Bitcoin has a reduced risk of collapse Unlike traditional currencies that rely on governments. When currencies fall, it contributes to hyperinflation or the wipeout of one’s savings in an instant. Bitcoin exchange rate isn’t regulated by any government and is an electronic currency available worldwide.
Bitcoin isn’t hard to carry. A billion Dollars in the Bitcoin can be stored in a memory stick and placed in one’s pocket. It’s so easy to transfer Bitcoins compared to paper cash.
The general Notion is that Bitcoins Are ‘mined’… intriguing expression here… by solving an increasingly hard mathematical formula -harder as more Bitcoins are ‘mined’ into existence; again intriguing- to a computer. Once created, the new Bitcoin is set into an electronic ‘wallet’. It is then possible to trade real goods or Fiat currency for Bitcoins… and vice versa. Furthermore, as there’s not any central issuer of Bitcoins, it’s all highly distributed, thus resistant to being ‘managed’ by jurisdiction.
Naturally proponents of Bitcoin, Those who profit from the development of Bitcoin, insist fairly loud that ‘for sure, Bitcoin is cash’… and not only that, but ‘it is the best money ever, the money of their future’, etc.. . Well, the proponents of all Fiat shout as loudly that paper money is money… and we all know that Fiat newspaper isn’t money by any means, as it lacks the main attributes of real cash. The issue then is does Bitcoin even be eligible as money… not mind that it being the money of the near future, or the best money .
Compared to Fiat, Bitcoin doesn’t Do too badly as a medium of trade. Fiat is only accepted in the geographic domain of its own issuer. Dollars are no good in Europe etc.. Bitcoin is approved internationally. On the other hand, very few retailers currently accept payment in Bitcoin. Until the acceptance grows , Fiat wins… although at the cost of exchange between nations.

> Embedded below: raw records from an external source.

PR #1294, opened 2016-09-28
service_config::toml_merge handles toml::Tables (rebased w/ changed order)

robbkidd:
Rebased @metadave's `dp_toml_merge_table_fix` branch from #1185 and added on a fix for config value precedence in the merge. 

I'm not sure how to re-add the "types mismatch in config _values_" test, though.

### DIFF
--- a/components/sup/src/service_config.rs
+++ b/components/sup/src/service_config.rs
@@ -312,6 +312,28 @@ struct Cfg {
 fn toml_merge(left: &toml::Table, right: &toml::Table) -> toml::Table {
     let mut final_map = toml::Table::new();
     for (left_key, left_value) in left.iter() {
+        // attempt to merge nested tables
+        let a = right.get(left_key).and_then(|v| v.as_table());
+        let b = left.get(left_key).and_then(|v| v.as_table());
+        match (a, b) {
+            (Some(left_t), Some(right_t)) => {
+                let new_table = toml_merge(left_t, right_t);
+                let table_as_value = toml::Value::Table(new_table);
+                final_map.insert(left_key.clone(), table_as_value);
+                continue;
+            }
+            (Some(_), _) => {
+                // this occurs when the value type in left != type in right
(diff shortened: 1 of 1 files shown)


thesentinels:

Thank you for contributing!

components/sup/src/service_config.rs
```diff
@@ -345,20 +368,20 @@ impl Cfg {
     }
 
     fn to_toml(&self) -> toml::Value {
-        let mut left = toml::Table::new();
-        if let Some(toml::Value::Table(ref right)) = self.default {
-            left = toml_merge(&left, right);
+        let mut output_toml = toml::Table::new();
```
metadave: I think `output_toml` is more clear, nice!

metadave: actually, all the vars in this block have better names, thank you!

components/sup/src/service_config.rs
```diff
@@ -698,6 +723,30 @@ mod test {
...
+        let default_config = "[server]
+            port = \"8080\"
+            shutdown-port = \"8005\"
+            redirect-port = \"8443\"";
+
+        let override_config = "server = { port=\"9090\" }";
+        let default_toml = toml::Parser::new(default_config).parse().unwrap();
+        let override_toml = toml::Parser::new(override_config).parse().unwrap();
+        {
+            let result = toml_merge(&override_toml, &default_toml);
```
metadave: I still think the order of the args to `toml_merge` is backwars, BUT, this PR fixes the issue and affects less code than switching the order of args. So, +1

metadave:
Excellent!

I'll merge when Travis is green.

gif-keyboard-13605179485467846138

components/sup/src/service_config.rs
robbkidd: Ya. I concur. This is a short term fix and there's probably goodness to be found in reworking the merge logic.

The first condition is that a lot Tougher; money must be a stable store of value… now Bitcoins have gone out of a ‘value’ of $3.00 to about $1,000, in only a couple decades. That is about as far from being a ‘stable store of value’; as you can get! Truly, such profits are an ideal example of a speculative boom… such as Dutch tulip bulbs, or real mining companies, or Nortel stocks. We have covered a few basic items about bitcoin revolution, and they are important to consider in your research. They are by no means all there is to learn as you will easily discover. We feel you will find them to be very helpful in a lot of ways. It really should not need to be said that you must conduct closer examination of all pertinent points. We are not finished, and there are just a couple of very strong recommendations and tips for you.
Naturally, Fiat fails as well; For example, the US Dollar, the ‘primary’ Fiat, has dropped over 95% of its value in a few decades… neither fiat nor Bitcoin qualify at the most important measure of money; the capacity to store value and preserve value through time. Real money, that is Gold, has shown the ability to maintain value not only for centuries, but for eons. Neither Fiat nor Bitcoin has this crucial capacity… both neglect as money.
Ultimately, we come to the second Feature; this of being the numeraire. This is really interesting, and we can see why the two Bitcoin and Fiat fail as money, by looking closely at the question of their ‘numeraire’. Numeraire refers to the usage of money to not just save worth, but to in a sense measure, or compare worth. In Austrian economics, it’s considered impossible to really measure value; after all, value resides only in human consciousness… and how can anything in consciousness actually be quantified? Nevertheless, through the principle of Mengerian market action, that’s interaction between bid and offer, market prices can be established… if just momentarily… and this industry price is expressed concerning the numeraire, the most marketable good, that’s money.
So how do we set the worth of Fiat… ? Through the concept of ‘purchasing power’… which is, the worth of Fiat is determined by what it can be exchanged for… a so called ‘basket of goods’. However, his clearly suggests that Fiat has no significance of its own, but rather value flows from the value of the goods and services it may be exchanged for. Causality flows from the merchandise ‘purchased’ into the Fiat number. After all, what difference is there between a 1 Dollar bill and a hundred Dollar invoice, except that the number printed on it… along with the purchasing power of this amount?